With all the educational advantages afforded to State approved charters, common sense tells us that charters should be outperforming school districts by a wide margin.  But despite these advantages and 24 years of experimentation, the State’s 2019 Academic Accountability Ratings document that privately-operated charters continue to produce lower student outcomes than locally governed school districts!

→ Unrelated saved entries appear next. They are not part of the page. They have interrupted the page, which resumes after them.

Issue #2923, opened 2026-05-06
Improve torch operator coverage (as exported by torch-mlir)


j2kun:
In a separate repository https://github.com/j2kun/heir_torch_coverage, I created a set of torch-mlir export scripts, one for each torch operator.

For Conv2d for example, the [operators/conv2d](https://github.com/j2kun/heir_torch_coverage/tree/main/operators/conv2d) contains a single-op torch model with garbage weights, exported to MLIR and annotated with secret before being run through `heir-opt` (2026-05-01 release). If it succeeds, the resulting openfhe MLIR is saved, otherwise an erorr log is saved.

I let AI decide on what "representative" set of torch operators should be included in the list (there are over 2k torch operators), so if new ones are needed I can add them.

So this issue exists to track progress on supporting these operators in HEIR. Specifically, if the relevant torch operator compiles to linalg that HEIR can handle _at all_ (even if inefficiently) then it is considered done for this issue.

I also created a new label [torch-support](https://github.com/google/heir/issues?q=is%3Aissue%20state%3Aopen%20label%3A%22torch%20support%22) for tickets related to this.

Comment https://github.com/google/heir/issues/2923#issuecomment-4391907478 has a regularly-updated table containing results of a CI that tests all the torch operators in the test suite.

You can find the failure logs by navigating to the appropriate GH action run of https://github.com/google/heir/actions/workflows/torch_mlir_coverage.yml and downloading the "failure-logs" artifact.

The torch-ci models tested are checked in at https://github.com/google/heir/tree/main/scripts/torch_ci

j2kun:
| Operator | Status | Details |
| --- | --- | --- |
| add | PASS |  |
| avgpool1d | FAIL (heir-opt) | error: 'linalg.conv_2d_nchw_fchw' op Expected equal strides for Conv2DNchwFchwOp     %3 = linalg.poo |
| avgpool2d | PASS |  |
| avgpool3d | FAIL (heir-opt) | error: 'tensor_ext.assign_layout' op requires tensor rank to match the layout's domain size, but fou |
| batchnorm1d | PASS |  |
| batchnorm2d | PASS |  |
| batchnorm3d | PASS |  |
| bmm | FAIL (heir-opt) |  |
| cat | FAIL (heir-opt) | error: unexpected unrealized conversion cast op found     %concat = tensor.concat dim(1) %arg0, %arg |
| conv1d | PASS |  |
[...]

PR #2925, opened 2026-05-06
Simplify convert to ciphertext semantics

j2kun:
Rebased over https://github.com/google/heir/pull/2924

This refactors the implementations of linalg kernels share some common code related to IR materialization.

PR #2941, opened 2026-05-12
Add support for conv1d, Phase 3

mdgrs:
This builds on the previous work #2919 (and that previous work is the first commit) 

It uses the work on Conv2d_nchw_fchw as a blueprint to add support for Con1d_ncw_fcw. In my tests, this is the linalg operation that my pytorch conv1d layer gets lowered to.

It makes conv1d turn green for #2923


lib/Utils/Layout/Convolution.cpp
```diff
@@ -421,13 +544,16 @@ bool isRelationConvFilterDiagonalized(
...
+presburger::IntegerRelation get2dConvRowInterchangeRelation(int64_t c,
+                                                            int64_t h,
+                                                            int64_t w,
+                                                            int64_t g) {
   // 1. Unflatten idx_in (H, W, C*g^2) into (hi, wi, ci).
   // 2. Map to output coordinates by interleaving sub-pixels:
   //    h' = hi * g + (ci % g**2) // g
   //    w' = wi * g + (ci % g)
   // 3. Flatten (gW, gH, C) into idx_out = (c * g * h) * w' + (c) * h' + c'
+  // FIXME why are these interchanged???
```
mdgrs: It seems like h and w were exchanged in the definitions of hOut and wOut

asraa (commented):
Thank you! I'll take a look - could you try rebasing? Something strange happened in the diff where it appears it deletes some recent changes

lib/Kernel/Kernel.cpp
```diff
@@ -28,7 +28,8 @@ static std::unordered_map<KernelName, std::vector<std::string>>
          {"linalg.matvec", "linalg.conv_2d_nchw_fchw", "linalg.conv_1d"}},
         {KernelName::VecmatDiagonal, {"linalg.vecmat"}},
         {KernelName::MatmulDiagonal, {"linalg.matmul"}},
-        {KernelName::MatmulDiagonal, {"linalg.conv_2d"}},
+        // FIXME is there a _ missing in linalg.conv_2d
```
j2kun: Looks like this got messed up in the rebase

lib/Utils/Layout/Convolution.cpp
j2kun: @asraa to comment

lib/Utils/Layout/Convolution.cpp
```diff
@@ -368,6 +460,37 @@ FailureOr<presburger::IntegerRelation> getConvFilterDiagonalizedRelation(
...
+  auto expandedFilterRelation =
+      get1dConvCwFcwFilterRelation(filterType, dataType, stride, padding);
+  // Permutate the rows of the matrix to minimize the number of non-zero
+  // diagonals.
+  if (interchangeRows) {
+    int64_t dataSize = dataType.getDimSize(2);
+    int64_t filterSize = filterType.getDimSize(2);
+    int64_t outputW = (dataSize + 2 * padding - filterSize) / stride + 1;
+
+    auto rowInterchangeRelation = get1dConvRowInterchangeRelation(
```
j2kun, line 475: Sanity check: you want this because the cross-channel filters are stacked a certain way that, without the row interchange, requires more diagonals.

I admit it took us a while to derive the conv2d version, and I am struggling to remember how this interacted with the linalg canonicalization lowering it to a loop (which is also present in the PR for conv1d). @asraa didn't we end up having a problem with converting it to a loop, and didn't we ultimately resort to a dedicated lowering for the Conv2DNchwFchwOp as a whole?

j2kun (commented):
Generally LGTM.

lib/Utils/Layout/Convolution.cpp
mdgrs: I added a test to highlights how the number of diagonals is reduced with the interchange

For the linalg canonicalization, I saw that currently we have for loops that loop over the extra dimensions of Conv2dNchwFchwOp and rewrite it as a series of Conv2dOp. I did the same for Conv1dNcwFcw.

asraa: We don't want to lower to a loop anymore generally because preserving the multi-channel input/output let's us arrange each kernel into blocks of a larger toeplitz matrix - so I don't expect that we'll be wanting to rewrite as a loop of single convolutions often.

The other "problem" with the loop approach is that the conv_nd operations don't support strides so we can't use that to represent pooling / downsampling!

lib/Transforms/LinalgCanonicalizations/LinalgCanonicalizations.cpp
```diff
@@ -729,6 +729,132 @@ struct RewriteAvgPoolAsConv2D
   }
 };
 
+// Lower linalg.conv_1d_ncw_fcw to a loop of linalg.conv_1d operations.
+struct LowerConv1DNcwFcw
```
asraa: see my comment earlier, but I think we might not actualyl want this since you already have the ncw_fcw kernels written. in the end to end pipeline, this pass runs very early in the pipeline and that means later passes will only see the linalg.conv_1d ops

lib/Utils/Layout/Convolution.cpp
asraa: oh no! @mdgrs could you link this into an issue? i don't want to block this but I'm also noticing an error in flattening the final output in the ISL string.

asraa (approved):
thanks! appreciate the test coverage - 
this will conflict on https://github.com/google/heir/pull/2925 depending on which is merged first

mdgrs:
> thanks! appreciate the test coverage - this will conflict on #2925 depending on which is merged first

Great. I'll wait for #2925 to be in, rebase and squash locally and then push again

mdgrs:
It should be good to go now.

j2kun:
There are still merge conflicts but the internal tooling seems to automatically resolve them.

mdgrs:
Hmmm, I hope I did not mess anything up. I still tried to resolve the conflict by hand, which I guess was a mistake. This PR now only deletes a comment, so we can close it.

j2kun:
> Hmmm, I hope I did not mess anything up. I still tried to resolve the conflict by hand, which I guess was a mistake. This PR now only deletes a comment, so we can close it.

This got merged successfully with some additional internal patches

It is time for the State to apologize to school district teachers, support staffs, administrators and Boards of Trustees across the State and admit that “privatization” was a misguided experiment.   It is time for the Legislature to apologize to taxpayers for increasing the costs of public education by diverting over $22.5 billion of taxpayer funding to privately-operated charters that have failed to consistently improve student outcomes in local communities.  It is time to implement education policies that are based upon the facts, not political charades or charter advertisements.  The future of young Texans is counting on it!

 

DISCLOSURES:  The author is a voluntary advocate for public education and this material solely reflects the opinions of the author.  The author has not been compensated in any manner for the preparation of this material.  The material is based upon information provided by the Texas Education Agency, TXSchools.gov and other publicly available information.  While the author believes these sources to be reliable, the author has not independently verified the information.  All readers are encouraged to complete their own review and make their own independent conclusions.